Grid scale storage

https://arbital.com/p/247

by Eric Bruylant Feb 26 2016 updated Feb 26 2016

Scalable energy storage is required if civilization's switches to primarily renewables in order to keep the grid powered at night. What are the options and how do they compare?


Renewables, particularly solar, seem to offer our clearest option for a long-term source of energy large enough to support civilization. A power grid supported primarily by solar would produce far more energy during the day than at night. Some types of power production can be brought online during the night (such as hydroelectric), but these are far from enough to support the needs of the grid.

If you have too much energy in the day and not enough at night, storing it is the natural thought. Unfortunately, the amount of energy required to keep things online during the night is huge.
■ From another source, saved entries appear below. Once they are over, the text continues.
PR #14811, opened 2025-01-12
WIP: give more helpful error when trying to get a column that is missing from only some rows

### LINKED ISSUE #11215: getting a column that is missing a row gives unhelpful error
### Describe the bug

as per title

### How to reproduce

1. try getting a column in a table where a row is missing said column
```nushell
[{a: 1, b: 2}, {a: 3}] | get b
```

### Expected behavior

the error thrown above will be
```

  × Cannot find column
   ╭─[entry #1:1:1]
 1 │ [{a: 1, b: 2}, {a: 3}] | get b
   ·                ───┬──        ┬
   ·                   │          ╰── cannot find column 'b'
   ·                   ╰── value originates here
   ╰────
```
but because `[{a: 1, b: 2}, {a: 3}] | columns` gives `[a, b]`, i would expect the error to tell that one of the row is missing one of the field in the table.
maybe with the row id of the first one that is missing the field?

### Screenshots

_No response_

### Configuration

| version            | 0.87.1                                                            |
| rust_version       | rustc 1.73.0 (cc66ad468 2023-10-03)                               |
| rust_channel       | stable-x86_64-unknown-linux-gnu                                   |
| cargo_version      | cargo 1.73.0 (9c4383fb5 2023-08-26)                               |
| build_time         | 2023-11-21 18:26:35 +01:00                                        |
| installed_plugins  | clipboard copy, clipboard paste, gstat, notify, nu_plugin_explore |

### Additional context

_No response_

goth-turtle:
- fixes #11215 

# Description

LIke the above issue describes, trying to get a column that some rows lack values for gives an unhelpful `cannot find column` error. This PR introduces a new `RowLacksValue` error, that gives a clearer error:

```nushell
: [{a: 1 b: 2} {a: 3, b: 5} {a: 3}] | get b
Error: nu::shell::row_lacks_value

  × Not all rows contain a value for 'b'
   ╭─[entry #2:1:41]
 1 │ [{a: 1 b: 2} {a: 3, b: 5} {a: 3}] | get b
   ·                                         ┬
   ·                                         ╰── try using 'b?'
   ╰────
 ```

# User-Facing Changes

- New error reported when a column does exist, but not every row provides a value for it.

# Tests + Formatting

new tests:
- `commands::get::errors_column_missing_in_some_rows`

changed tests:
- `commands::select::select_failed1`

# After Submitting

### CODE REVIEW

**Comment by fdncred** [comment]
Nice, that looks like a good add. Thanks!

**Comment by goth-turtle** [comment]
So far, this only works for `get`, Im still having a look into how to implement the error in `select`. It seems it acts on individual records, so `Value::follow_cell_path` can't return this new error like it does with `get`

**Comment by goth-turtle** [comment]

There are several different technologies (and some commercial projects) which seem to have potential.

How much storage do we need?

Depends on what proportion of the grid runs on solar, how much heavy industry and transport respond to pricing by operating plants only when electricity is cheap, how seasonal solar power is, how far we can efficiently redistribute power, and how tolerant of power outages we can make society (with redirection to critical infrastructure support and home batteries).

Woefully incomplete guesstimate model.

Differential pricing

Differential pricing is a tool to give good incentives. If electricity is cheap in the day and expensive at night as well as freely tradable, there is strong economic reason for technology development and infrastructure investment.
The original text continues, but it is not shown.